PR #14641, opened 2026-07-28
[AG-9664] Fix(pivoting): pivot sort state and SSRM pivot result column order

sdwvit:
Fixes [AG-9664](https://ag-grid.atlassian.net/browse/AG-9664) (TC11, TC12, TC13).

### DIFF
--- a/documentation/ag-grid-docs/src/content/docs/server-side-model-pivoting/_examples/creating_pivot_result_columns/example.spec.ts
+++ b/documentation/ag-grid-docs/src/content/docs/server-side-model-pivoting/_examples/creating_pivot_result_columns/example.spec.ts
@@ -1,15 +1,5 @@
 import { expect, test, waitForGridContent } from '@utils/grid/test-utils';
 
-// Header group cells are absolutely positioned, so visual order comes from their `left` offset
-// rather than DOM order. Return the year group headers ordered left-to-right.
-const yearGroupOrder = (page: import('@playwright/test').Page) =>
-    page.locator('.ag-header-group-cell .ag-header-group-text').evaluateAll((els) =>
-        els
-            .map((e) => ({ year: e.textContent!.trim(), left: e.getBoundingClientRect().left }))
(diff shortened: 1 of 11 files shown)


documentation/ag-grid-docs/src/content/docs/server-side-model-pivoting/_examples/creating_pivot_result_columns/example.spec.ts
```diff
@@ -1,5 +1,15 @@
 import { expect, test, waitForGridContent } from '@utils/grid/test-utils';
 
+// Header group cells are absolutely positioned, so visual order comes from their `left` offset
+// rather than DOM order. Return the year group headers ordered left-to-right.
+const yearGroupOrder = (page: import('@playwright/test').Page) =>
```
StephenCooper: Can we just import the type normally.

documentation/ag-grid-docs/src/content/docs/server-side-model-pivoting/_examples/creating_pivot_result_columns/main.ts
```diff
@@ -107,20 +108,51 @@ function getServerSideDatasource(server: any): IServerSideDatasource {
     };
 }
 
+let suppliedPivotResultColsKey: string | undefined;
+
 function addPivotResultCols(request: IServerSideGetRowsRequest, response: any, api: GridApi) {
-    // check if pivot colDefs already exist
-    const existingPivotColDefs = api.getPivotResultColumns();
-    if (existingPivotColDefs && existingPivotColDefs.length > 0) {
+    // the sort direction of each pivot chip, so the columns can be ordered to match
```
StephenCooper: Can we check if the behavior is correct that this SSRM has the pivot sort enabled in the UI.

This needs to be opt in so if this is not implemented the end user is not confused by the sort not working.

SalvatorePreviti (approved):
---
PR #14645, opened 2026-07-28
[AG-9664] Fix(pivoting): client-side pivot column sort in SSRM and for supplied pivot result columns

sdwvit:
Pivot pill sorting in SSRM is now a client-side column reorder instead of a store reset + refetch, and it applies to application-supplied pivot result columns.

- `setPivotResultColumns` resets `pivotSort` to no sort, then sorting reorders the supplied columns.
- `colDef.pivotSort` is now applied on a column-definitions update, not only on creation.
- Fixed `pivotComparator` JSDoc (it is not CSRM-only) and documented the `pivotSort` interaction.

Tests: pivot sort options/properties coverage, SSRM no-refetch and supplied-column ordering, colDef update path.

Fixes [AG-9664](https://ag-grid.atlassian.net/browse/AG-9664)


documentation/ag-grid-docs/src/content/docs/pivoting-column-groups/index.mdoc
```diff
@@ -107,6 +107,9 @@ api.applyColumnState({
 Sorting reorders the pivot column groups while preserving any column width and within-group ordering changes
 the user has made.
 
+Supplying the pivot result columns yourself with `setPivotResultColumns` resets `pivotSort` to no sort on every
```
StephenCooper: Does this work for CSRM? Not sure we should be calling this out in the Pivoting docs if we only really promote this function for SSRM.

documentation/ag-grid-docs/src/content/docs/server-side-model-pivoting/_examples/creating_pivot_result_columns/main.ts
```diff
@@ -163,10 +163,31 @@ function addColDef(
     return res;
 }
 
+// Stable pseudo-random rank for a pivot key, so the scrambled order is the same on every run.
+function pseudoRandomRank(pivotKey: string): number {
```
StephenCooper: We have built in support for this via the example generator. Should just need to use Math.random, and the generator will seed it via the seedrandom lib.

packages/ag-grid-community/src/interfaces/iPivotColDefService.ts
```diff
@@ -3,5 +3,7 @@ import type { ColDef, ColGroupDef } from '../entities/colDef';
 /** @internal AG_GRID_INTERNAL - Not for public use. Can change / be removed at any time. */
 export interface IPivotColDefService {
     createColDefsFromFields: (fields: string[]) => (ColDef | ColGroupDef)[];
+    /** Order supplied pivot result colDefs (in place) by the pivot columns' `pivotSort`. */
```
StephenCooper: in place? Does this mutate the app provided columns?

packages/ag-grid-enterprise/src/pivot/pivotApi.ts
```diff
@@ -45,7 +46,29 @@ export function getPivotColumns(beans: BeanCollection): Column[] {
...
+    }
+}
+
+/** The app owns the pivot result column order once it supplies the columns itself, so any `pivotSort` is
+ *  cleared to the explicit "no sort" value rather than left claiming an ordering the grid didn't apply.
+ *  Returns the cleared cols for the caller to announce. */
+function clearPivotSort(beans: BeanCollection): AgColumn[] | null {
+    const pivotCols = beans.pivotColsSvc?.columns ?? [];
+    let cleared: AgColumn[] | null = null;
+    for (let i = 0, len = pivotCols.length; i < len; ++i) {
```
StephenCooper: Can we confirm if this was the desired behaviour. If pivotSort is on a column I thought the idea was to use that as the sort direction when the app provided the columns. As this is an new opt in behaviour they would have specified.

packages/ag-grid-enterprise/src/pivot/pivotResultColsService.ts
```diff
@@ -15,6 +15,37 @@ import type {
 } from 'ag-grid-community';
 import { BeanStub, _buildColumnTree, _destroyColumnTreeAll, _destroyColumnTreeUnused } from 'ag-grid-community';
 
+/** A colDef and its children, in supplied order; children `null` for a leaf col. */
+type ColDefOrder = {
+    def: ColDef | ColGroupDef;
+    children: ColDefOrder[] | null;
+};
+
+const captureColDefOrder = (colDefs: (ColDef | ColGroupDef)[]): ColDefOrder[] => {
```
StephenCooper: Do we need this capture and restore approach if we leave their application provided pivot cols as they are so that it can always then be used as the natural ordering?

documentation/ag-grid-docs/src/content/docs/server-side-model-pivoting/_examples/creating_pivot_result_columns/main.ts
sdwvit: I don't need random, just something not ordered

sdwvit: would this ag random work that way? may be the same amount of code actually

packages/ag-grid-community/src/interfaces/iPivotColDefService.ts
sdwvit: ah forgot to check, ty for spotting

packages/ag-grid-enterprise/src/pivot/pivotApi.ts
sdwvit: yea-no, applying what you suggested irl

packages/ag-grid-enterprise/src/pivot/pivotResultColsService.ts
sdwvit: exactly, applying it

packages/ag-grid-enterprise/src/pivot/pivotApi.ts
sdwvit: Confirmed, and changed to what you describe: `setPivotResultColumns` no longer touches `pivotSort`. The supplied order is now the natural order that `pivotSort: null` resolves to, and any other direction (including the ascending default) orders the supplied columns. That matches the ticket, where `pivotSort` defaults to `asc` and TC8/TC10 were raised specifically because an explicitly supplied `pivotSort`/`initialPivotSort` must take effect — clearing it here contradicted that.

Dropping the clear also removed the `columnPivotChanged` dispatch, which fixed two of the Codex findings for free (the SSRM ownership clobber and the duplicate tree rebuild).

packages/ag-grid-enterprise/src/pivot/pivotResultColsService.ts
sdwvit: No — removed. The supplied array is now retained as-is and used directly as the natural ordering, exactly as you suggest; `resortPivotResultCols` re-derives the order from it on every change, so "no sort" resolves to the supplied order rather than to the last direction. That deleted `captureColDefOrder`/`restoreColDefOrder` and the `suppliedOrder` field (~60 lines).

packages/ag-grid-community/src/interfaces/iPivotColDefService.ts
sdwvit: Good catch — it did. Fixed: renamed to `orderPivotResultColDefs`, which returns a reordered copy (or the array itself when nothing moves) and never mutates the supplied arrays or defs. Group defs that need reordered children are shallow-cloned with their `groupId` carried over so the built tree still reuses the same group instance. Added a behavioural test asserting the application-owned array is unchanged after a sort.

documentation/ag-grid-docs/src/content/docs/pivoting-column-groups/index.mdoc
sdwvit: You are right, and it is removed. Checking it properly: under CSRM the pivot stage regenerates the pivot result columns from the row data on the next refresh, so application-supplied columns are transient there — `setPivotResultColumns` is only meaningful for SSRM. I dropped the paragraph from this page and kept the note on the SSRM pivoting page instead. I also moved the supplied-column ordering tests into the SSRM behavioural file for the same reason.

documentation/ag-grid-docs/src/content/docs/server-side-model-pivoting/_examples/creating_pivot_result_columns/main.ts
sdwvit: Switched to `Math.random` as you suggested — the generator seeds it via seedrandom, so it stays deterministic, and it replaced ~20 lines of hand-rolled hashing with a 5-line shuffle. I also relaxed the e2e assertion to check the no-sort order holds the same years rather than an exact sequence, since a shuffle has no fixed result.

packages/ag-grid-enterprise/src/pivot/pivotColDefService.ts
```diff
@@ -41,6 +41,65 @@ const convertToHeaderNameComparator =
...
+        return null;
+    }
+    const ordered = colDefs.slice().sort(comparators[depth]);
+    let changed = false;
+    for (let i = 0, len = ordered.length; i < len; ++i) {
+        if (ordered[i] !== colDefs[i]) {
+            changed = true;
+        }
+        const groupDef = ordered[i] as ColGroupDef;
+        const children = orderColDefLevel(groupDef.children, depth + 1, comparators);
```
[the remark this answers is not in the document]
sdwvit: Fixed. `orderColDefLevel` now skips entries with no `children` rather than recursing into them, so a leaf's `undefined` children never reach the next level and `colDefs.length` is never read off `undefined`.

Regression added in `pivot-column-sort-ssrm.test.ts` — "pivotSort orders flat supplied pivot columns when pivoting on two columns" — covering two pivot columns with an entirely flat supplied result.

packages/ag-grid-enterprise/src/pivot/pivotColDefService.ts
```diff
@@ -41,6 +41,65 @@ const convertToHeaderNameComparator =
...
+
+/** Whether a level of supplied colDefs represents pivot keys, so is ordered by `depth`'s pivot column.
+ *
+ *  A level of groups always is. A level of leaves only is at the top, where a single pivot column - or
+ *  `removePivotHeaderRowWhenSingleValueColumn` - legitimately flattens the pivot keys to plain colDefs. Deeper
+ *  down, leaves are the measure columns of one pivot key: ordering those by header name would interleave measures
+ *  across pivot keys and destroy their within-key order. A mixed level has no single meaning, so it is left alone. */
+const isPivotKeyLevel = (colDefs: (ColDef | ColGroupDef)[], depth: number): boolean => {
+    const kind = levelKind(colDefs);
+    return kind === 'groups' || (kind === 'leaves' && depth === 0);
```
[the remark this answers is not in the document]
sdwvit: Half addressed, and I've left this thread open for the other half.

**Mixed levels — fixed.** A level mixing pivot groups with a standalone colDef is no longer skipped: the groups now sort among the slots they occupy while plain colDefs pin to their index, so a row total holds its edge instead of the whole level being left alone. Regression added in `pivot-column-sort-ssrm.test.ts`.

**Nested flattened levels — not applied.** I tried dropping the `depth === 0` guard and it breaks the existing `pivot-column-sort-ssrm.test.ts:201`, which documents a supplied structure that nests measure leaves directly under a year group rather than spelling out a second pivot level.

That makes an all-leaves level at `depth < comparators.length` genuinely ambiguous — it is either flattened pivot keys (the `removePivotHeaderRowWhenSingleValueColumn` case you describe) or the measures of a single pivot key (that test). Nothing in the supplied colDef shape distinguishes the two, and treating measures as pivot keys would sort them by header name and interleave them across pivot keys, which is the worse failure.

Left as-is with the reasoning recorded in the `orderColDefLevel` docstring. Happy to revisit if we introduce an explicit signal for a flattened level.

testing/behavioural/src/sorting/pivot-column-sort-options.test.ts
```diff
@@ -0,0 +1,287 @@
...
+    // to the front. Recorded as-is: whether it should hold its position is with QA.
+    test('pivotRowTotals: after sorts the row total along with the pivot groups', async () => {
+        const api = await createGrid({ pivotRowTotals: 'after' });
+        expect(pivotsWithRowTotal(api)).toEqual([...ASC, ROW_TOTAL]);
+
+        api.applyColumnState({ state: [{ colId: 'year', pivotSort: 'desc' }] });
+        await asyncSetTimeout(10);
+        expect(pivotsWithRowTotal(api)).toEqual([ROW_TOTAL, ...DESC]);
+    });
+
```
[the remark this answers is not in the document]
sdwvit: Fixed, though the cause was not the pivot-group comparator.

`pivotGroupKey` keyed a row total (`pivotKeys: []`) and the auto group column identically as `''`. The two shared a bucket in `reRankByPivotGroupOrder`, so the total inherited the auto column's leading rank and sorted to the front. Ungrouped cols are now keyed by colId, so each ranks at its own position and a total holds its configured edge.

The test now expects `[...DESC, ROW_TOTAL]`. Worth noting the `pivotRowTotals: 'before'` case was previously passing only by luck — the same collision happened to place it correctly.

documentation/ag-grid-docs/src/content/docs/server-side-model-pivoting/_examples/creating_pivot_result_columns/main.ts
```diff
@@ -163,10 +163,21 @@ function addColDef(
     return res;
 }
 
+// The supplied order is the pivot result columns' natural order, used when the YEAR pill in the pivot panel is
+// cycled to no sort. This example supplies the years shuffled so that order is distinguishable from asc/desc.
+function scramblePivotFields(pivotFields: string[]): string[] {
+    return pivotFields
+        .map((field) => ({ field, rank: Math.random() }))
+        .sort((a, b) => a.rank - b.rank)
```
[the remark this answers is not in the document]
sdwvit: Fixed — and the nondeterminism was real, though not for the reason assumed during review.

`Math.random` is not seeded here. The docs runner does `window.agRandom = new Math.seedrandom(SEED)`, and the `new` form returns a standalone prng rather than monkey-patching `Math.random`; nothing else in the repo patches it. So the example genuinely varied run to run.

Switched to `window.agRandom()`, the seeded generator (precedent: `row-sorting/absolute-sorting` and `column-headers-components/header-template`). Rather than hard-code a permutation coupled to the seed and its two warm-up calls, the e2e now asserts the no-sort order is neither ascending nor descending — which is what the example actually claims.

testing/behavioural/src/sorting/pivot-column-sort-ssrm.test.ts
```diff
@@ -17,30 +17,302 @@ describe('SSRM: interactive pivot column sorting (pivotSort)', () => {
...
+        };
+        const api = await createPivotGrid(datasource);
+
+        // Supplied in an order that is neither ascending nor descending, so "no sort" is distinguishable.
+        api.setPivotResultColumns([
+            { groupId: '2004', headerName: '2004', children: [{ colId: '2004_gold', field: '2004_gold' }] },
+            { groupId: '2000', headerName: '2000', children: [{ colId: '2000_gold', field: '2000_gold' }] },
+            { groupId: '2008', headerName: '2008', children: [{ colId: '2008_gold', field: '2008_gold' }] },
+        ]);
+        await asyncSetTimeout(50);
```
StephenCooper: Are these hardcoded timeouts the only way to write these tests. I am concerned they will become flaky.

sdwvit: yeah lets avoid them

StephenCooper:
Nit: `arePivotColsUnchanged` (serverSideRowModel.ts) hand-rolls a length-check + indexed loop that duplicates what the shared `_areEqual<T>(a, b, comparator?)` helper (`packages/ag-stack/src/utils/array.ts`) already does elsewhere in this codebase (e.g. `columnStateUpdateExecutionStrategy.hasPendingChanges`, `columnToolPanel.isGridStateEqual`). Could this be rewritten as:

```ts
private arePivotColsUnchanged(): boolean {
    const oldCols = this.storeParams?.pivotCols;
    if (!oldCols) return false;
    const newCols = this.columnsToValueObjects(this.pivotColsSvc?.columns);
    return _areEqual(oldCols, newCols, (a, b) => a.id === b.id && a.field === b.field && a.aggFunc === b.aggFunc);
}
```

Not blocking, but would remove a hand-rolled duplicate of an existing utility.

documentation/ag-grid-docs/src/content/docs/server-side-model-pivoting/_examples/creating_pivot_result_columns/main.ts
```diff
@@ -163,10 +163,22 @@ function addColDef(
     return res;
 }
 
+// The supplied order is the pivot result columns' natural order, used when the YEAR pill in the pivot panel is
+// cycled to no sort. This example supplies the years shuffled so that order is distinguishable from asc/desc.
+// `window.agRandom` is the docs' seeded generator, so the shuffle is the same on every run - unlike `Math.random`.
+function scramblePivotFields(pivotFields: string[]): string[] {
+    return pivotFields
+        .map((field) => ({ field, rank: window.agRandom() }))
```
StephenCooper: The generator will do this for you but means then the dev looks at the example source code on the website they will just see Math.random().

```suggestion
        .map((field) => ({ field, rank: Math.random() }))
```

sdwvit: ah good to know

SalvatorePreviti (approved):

Exercise prompt. If a line above includes the string "leaf", pick it out.

Completed task.
+/** A colDef and its children, in supplied order; children `null` for a leaf col. */
sdwvit: Fixed. `orderColDefLevel` now skips entries with no `children` rather than recursing into them, so a leaf's `undefined` children never reach the next level and `colDefs.length` is never read off `undefined`.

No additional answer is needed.